▶ _Task prompt_
The whole listing is to be set down again without alteration.
┌─ Exercise materials
Issue #256, opened 2023-10-23
Compilation warnings and some code improvements


leonardocarreras:
**Description of the bug**
During compilation in a new environment, errors related to `"-Woverloaded-virtual"` problems with the compiler arise in various files related to SynchronGenerator* classes and the missing argument `Int timeStepCount` in the `DIakopticsSolver` logger

**To Reproduce**
1. Install a new environment
2. Install dependencies
3. Compile with `cmake --build . -j4 --target dpsimpy`

**Expected behavior**
Build successful

**Desktop (please complete the following information):**
 - OS: Fedora 38

**Additional context**
This warning could also be ignored with pragma instructions, but we actually want to override it, as reading the intention in the code.

The warning is of type:
`warning: 'DerivedClass::function' hides overloaded virtual function [-Woverloaded-virtual]`

n-eiling:
fixed by #293

PR #257, opened 2023-10-23
Fix compilation missing override warnings and function declarations 

leonardocarreras:
This PR changes the signature of the `log` function in the `DiakopticsSolver` files to match the current ones used in the other solvers, where we have now two arguments.

On the other side, the overrides on the `SynchronGenerator` files of the function `clone` had a different signature compared to all the rest of the classes (and did not override the Base class virtual function.

This PR fixes issue #256

### DIFF
--- a/dpsim-models/src/Base/Base_ReducedOrderSynchronGenerator.cpp
+++ b/dpsim-models/src/Base/Base_ReducedOrderSynchronGenerator.cpp
@@ -471,6 +471,10 @@ void Base::ReducedOrderSynchronGenerator<
 }
 
 template <typename VarType>
+void Base::ReducedOrderSynchronGenerator<
+    VarType>::mnaCompApplySystemMatrixStamp(SparseMatrixRow &systemMatrix) {}
+
+template <typename VarType>
 void Base::ReducedOrderSynchronGenerator<VarType>::mnaCompInitialize(
     Real omega, Real timeStep, Attribute<Matrix>::Ptr leftVector) {
 
--- a/dpsim/include/dpsim/DAESolver.h
+++ b/dpsim/include/dpsim/DAESolver.h
@@ -42,6 +42,9 @@ protected:
   /// Nodes of the Problem
   CPS::SimNode<Complex>::List mNodes;
 
+  // Initial time t0
+  Real mT0;
+
   // IDA simulation variables
   /// Memory block allocated by IDA
   void *mem = NULL;
@@ -72,11 +75,12 @@ protected:
 
 public:
   /// Create solve object with given parameters
-  DAESolver(String name, const CPS::SystemTopology &system, Real dt, Real t0);
+  DAESolver(String name, const CPS::SystemTopology &system, Real dt, Real mT0);
   /// Deallocate all memory
   ~DAESolver();
   /// Initialize Components & Nodes with inital values
-  void initialize(Real t0);
+  void initialize() override;
+
   /// Solve system for the current time
   Real step(Real time);
 
--- a/dpsim/src/DAESolver.cpp
+++ b/dpsim/src/DAESolver.cpp
@@ -66,10 +66,11 @@ DAESolver::DAESolver(String name, const CPS::SystemTopology &system, Real dt,
   }
 
   std::cout << "Nodes Setup Done" << std::endl;
-  initialize(t0);
+  mT0 = t0;
+  initialize();
 }
 
-void DAESolver::initialize(Real t0) {
+void DAESolver::initialize() {
   int ret;
   int counter = 0;
   realtype *sval = NULL, *s_dtval = NULL;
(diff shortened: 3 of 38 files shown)


stv0g (approved):
LGTM. Lets merge this.

But in general: we should prefer passing `const std::string &` in favour of `String` as it would copy the string and is a lot slower due to additional copies.

martinmoraga (dismissed):

stv0g:
> Should we make that as a new issue? In a [quick search](https://github.com/search?q=repo%3Asogno-platform%2Fdpsim%20SimPowerComp%3CComplex%3E%3A%3APtr%20clone(String%20name)&type=code), we get this way of doing it by copying in 75 files, versus the only the 4 files modified here...

I can confirm this. All these are actually detected by cppcheck. However, we dont show these performance warnings in the CI log due to:

https://github.com/sogno-platform/dpsim/blob/b17546ac5aa83588b5f854f5f4321d6986ed2935/.github/workflows/build_test_linux_fedora.yaml#L221-L226

m-mirz:
@leonardocarreras sorry, for not merging sooner. Could you please rebase and I will merge it. The changes look good to me too.

leonardocarreras:
@m-mirz now is WIP, the rebase becomes a bit more interesting than expected

dpsim/include/dpsim/DAESolver.h
```diff
@@ -76,6 +76,7 @@ class DAESolver : public Solver {
   /// Deallocate all memory
   ~DAESolver();
   /// Initialize Components & Nodes with inital values
+  void initialize() override;
   void initialize(Real t0);
```
leonardocarreras, line 80: There is a conflict due to the use of `Real t0` in here...

https://github.com/sogno-platform/dpsim/blob/0f4d17c6dae7efa5b6c27f6c1f1aca767a50aa20/dpsim/src/DAESolver.cpp#L156

I do not know if we could do this differently so it does actually override

dpsim/include/dpsim/DAESolver.h
```diff
@@ -42,6 +42,9 @@ class DAESolver : public Solver {
   /// Nodes of the Problem
   CPS::SimNode<Complex>::List mNodes;
 
+  // t0
+  Real mt0;
```
stv0g, line 46:
```suggestion
  Real mT0;
```

dpsim/src/DAESolver.cpp
```diff
@@ -153,7 +154,7 @@ void DAESolver::initialize(Real t0) {
   //	}
   std::cout << "Call IDAInit" << std::endl;
 
-  ret = IDAInit(mem, &DAESolver::residualFunctionWrapper, t0, state, dstate_dt);
+  ret = IDAInit(mem, &DAESolver::residualFunctionWrapper, mt0, state, dstate_dt);
   //	if (check_flag(&ret, "IDAInit", 1)) {
   //		throw CPS::Exception();
   //	}
```
stv0g, line 160: Maybe we should remove this dead code as well?

dpsim-models/src/Base/Base_ReducedOrderSynchronGenerator.cpp
```diff
@@ -470,6 +470,10 @@ void Base::ReducedOrderSynchronGenerator<
   this->mSLog->flush();
 }
 
+template <typename VarType>
+void Base::ReducedOrderSynchronGenerator<VarType>::mnaCompApplySystemMatrixStamp(SparseMatrixRow &systemMatrix){
```
stv0g, line 474: Is your change formatted with clang-format?
```suggestion
void Base::ReducedOrderSynchronGenerator<VarType>::mnaCompApplySystemMatrixStamp(SparseMatrixRow &systemMatrix) {
```

stv0g (changes requested):
LGTM, I only have nits.

leonardocarreras:
Thanks for the suggestions, will adopt them... Just to keep track, there is now also an alternate solution in #293 (that also do some extra things)

dpsim-models/src/Base/Base_ReducedOrderSynchronGenerator.cpp
leonardocarreras: It was not, now will be applied

dpsim/src/DAESolver.cpp
leonardocarreras: Do you mean the actual file or the commented lines below?

n-eiling:
sorry. I didn't look if someone else was already working on it. I hope it doesn't create too much work if we merge my PR first.

leonardocarreras:
If your PR is ready to merge I can rebase after that

dpsim/include/dpsim/DAESolver.h
leonardocarreras: Done

dpsim/src/DAESolver.cpp
```diff
@@ -153,7 +154,7 @@ void DAESolver::initialize(Real t0) {
...
   std::cout << "Call IDAInit" << std::endl;
 
-  ret = IDAInit(mem, &DAESolver::residualFunctionWrapper, t0, state, dstate_dt);
+  ret = IDAInit(mem, &DAESolver::residualFunctionWrapper, mt0, state, dstate_dt);
```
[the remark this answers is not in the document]
leonardocarreras: Done

leonardocarreras:
Moved to #294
└─
▶ _Written answer_
Issue #256, opened 2023-10-23
Compilation warnings and some code improvements


leonardocarreras:
**Description of the bug**
During compilation in a new environment, errors related to `"-Woverloaded-virtual"` problems with the compiler arise in various files related to SynchronGenerator* classes and the missing argument `Int timeStepCount` in the `DIakopticsSolver` logger

**To Reproduce**
1. Install a new environment
2. Install dependencies
3. Compile with `cmake --build . -j4 --target dpsimpy`

**Expected behavior**
Build successful

**Desktop (please complete the following information):**
 - OS: Fedora 38

**Additional context**
This warning could also be ignored with pragma instructions, but we actually want to override it, as reading the intention in the code.

The warning is of type:
`warning: 'DerivedClass::function' hides overloaded virtual function [-Woverloaded-virtual]`

n-eiling:
fixed by #293

PR #257, opened 2023-10-23
Fix compilation missing override warnings and function declarations 

leonardocarreras:
This PR changes the signature of the `log` function in the `DiakopticsSolver` files to match the current ones used in the other solvers, where we have now two arguments.

On the other side, the overrides on the `SynchronGenerator` files of the function `clone` had a different signature compared to all the rest of the classes (and did not override the Base class virtual function.

This PR fixes issue #256

### DIFF
--- a/dpsim-models/src/Base/Base_ReducedOrderSynchronGenerator.cpp
+++ b/dpsim-models/src/Base/Base_ReducedOrderSynchronGenerator.cpp
@@ -471,6 +471,10 @@ void Base::ReducedOrderSynchronGenerator<
 }
 
 template <typename VarType>
+void Base::ReducedOrderSynchronGenerator<
+    VarType>::mnaCompApplySystemMatrixStamp(SparseMatrixRow &systemMatrix) {}
+
+template <typename VarType>
 void Base::ReducedOrderSynchronGenerator<VarType>::mnaCompInitialize(
     Real omega, Real timeStep, Attribute<Matrix>::Ptr leftVector) {
 
--- a/dpsim/include/dpsim/DAESolver.h
+++ b/dpsim/include/dpsim/DAESolver.h
@@ -42,6 +42,9 @@ protected:
   /// Nodes of the Problem
   CPS::SimNode<Complex>::List mNodes;
 
+  // Initial time t0
+  Real mT0;
+
   // IDA simulation variables
   /// Memory block allocated by IDA
   void *mem = NULL;
@@ -72,11 +75,12 @@ protected:
 
 public:
   /// Create solve object with given parameters
-  DAESolver(String name, const CPS::SystemTopology &system, Real dt, Real t0);
+  DAESolver(String name, const CPS::SystemTopology &system, Real dt, Real mT0);
   /// Deallocate all memory
   ~DAESolver();
   /// Initialize Components & Nodes with inital values
-  void initialize(Real t0);
+  void initialize() override;
+
   /// Solve system for the current time
   Real step(Real time);
 
--- a/dpsim/src/DAESolver.cpp
+++ b/dpsim/src/DAESolver.cpp
@@ -66,10 +66,11 @@ DAESolver::DAESolver(String name, const CPS::SystemTopology &system, Real dt,
   }
 
   std::cout << "Nodes Setup Done" << std::endl;
-  initialize(t0);
+  mT0 = t0;
+  initialize();
 }
 
-void DAESolver::initialize(Real t0) {
+void DAESolver::initialize() {
   int ret;
   int counter = 0;
   realtype *sval = NULL, *s_dtval = NULL;
(diff shortened: 3 of 38 files shown)


stv0g (approved):
LGTM. Lets merge this.

But in general: we should prefer passing `const std::string &` in favour of `String` as it would copy the string and is a lot slower due to additional copies.

martinmoraga (dismissed):

stv0g:
> Should we make that as a new issue? In a [quick search](https://github.com/search?q=repo%3Asogno-platform%2Fdpsim%20SimPowerComp%3CComplex%3E%3A%3APtr%20clone(String%20name)&type=code), we get this way of doing it by copying in 75 files, versus the only the 4 files modified here...

I can confirm this. All these are actually detected by cppcheck. However, we dont show these performance warnings in the CI log due to:

https://github.com/sogno-platform/dpsim/blob/b17546ac5aa83588b5f854f5f4321d6986ed2935/.github/workflows/build_test_linux_fedora.yaml#L221-L226

m-mirz:
@leonardocarreras sorry, for not merging sooner. Could you please rebase and I will merge it. The changes look good to me too.

leonardocarreras:
@m-mirz now is WIP, the rebase becomes a bit more interesting than expected

dpsim/include/dpsim/DAESolver.h
```diff
@@ -76,6 +76,7 @@ class DAESolver : public Solver {
   /// Deallocate all memory
   ~DAESolver();
   /// Initialize Components & Nodes with inital values
+  void initialize() override;
   void initialize(Real t0);
```
leonardocarreras, line 80: There is a conflict due to the use of `Real t0` in here...

https://github.com/sogno-platform/dpsim/blob/0f4d17c6dae7efa5b6c27f6c1f1aca767a50aa20/dpsim/src/DAESolver.cpp#L156

I do not know if we could do this differently so it does actually override

dpsim/include/dpsim/DAESolver.h
```diff
@@ -42,6 +42,9 @@ class DAESolver : public Solver {
   /// Nodes of the Problem
   CPS::SimNode<Complex>::List mNodes;
 
+  // t0
+  Real mt0;
```
stv0g, line 46:
```suggestion
  Real mT0;
```

dpsim/src/DAESolver.cpp
```diff
@@ -153,7 +154,7 @@ void DAESolver::initialize(Real t0) {
   //	}
   std::cout << "Call IDAInit" << std::endl;
 
-  ret = IDAInit(mem, &DAESolver::residualFunctionWrapper, t0, state, dstate_dt);
+  ret = IDAInit(mem, &DAESolver::residualFunctionWrapper, mt0, state, dstate_dt);
   //	if (check_flag(&ret, "IDAInit", 1)) {
   //		throw CPS::Exception();
   //	}
```
stv0g, line 160: Maybe we should remove this dead code as well?

dpsim-models/src/Base/Base_ReducedOrderSynchronGenerator.cpp
```diff
@@ -470,6 +470,10 @@ void Base::ReducedOrderSynchronGenerator<
   this->mSLog->flush();
 }
 
+template <typename VarType>
+void Base::ReducedOrderSynchronGenerator<VarType>::mnaCompApplySystemMatrixStamp(SparseMatrixRow &systemMatrix){
```
stv0g, line 474: Is your change formatted with clang-format?
```suggestion
void Base::ReducedOrderSynchronGenerator<VarType>::mnaCompApplySystemMatrixStamp(SparseMatrixRow &systemMatrix) {
```

stv0g (changes requested):
LGTM, I only have nits.

leonardocarreras:
Thanks for the suggestions, will adopt them... Just to keep track, there is now also an alternate solution in #293 (that also do some extra things)

dpsim-models/src/Base/Base_ReducedOrderSynchronGenerator.cpp
leonardocarreras: It was not, now will be applied

dpsim/src/DAESolver.cpp
leonardocarreras: Do you mean the actual file or the commented lines below?

n-eiling:
sorry. I didn't look if someone else was already working on it. I hope it doesn't create too much work if we merge my PR first.

leonardocarreras:
If your PR is ready to merge I can rebase after that

dpsim/include/dpsim/DAESolver.h
leonardocarreras: Done

dpsim/src/DAESolver.cpp
```diff
@@ -153,7 +154,7 @@ void DAESolver::initialize(Real t0) {
...
   std::cout << "Call IDAInit" << std::endl;
 
-  ret = IDAInit(mem, &DAESolver::residualFunctionWrapper, t0, state, dstate_dt);
+  ret = IDAInit(mem, &DAESolver::residualFunctionWrapper, mt0, state, dstate_dt);
```
[the remark this answers is not in the document]
leonardocarreras: Done

leonardocarreras:
Moved to #294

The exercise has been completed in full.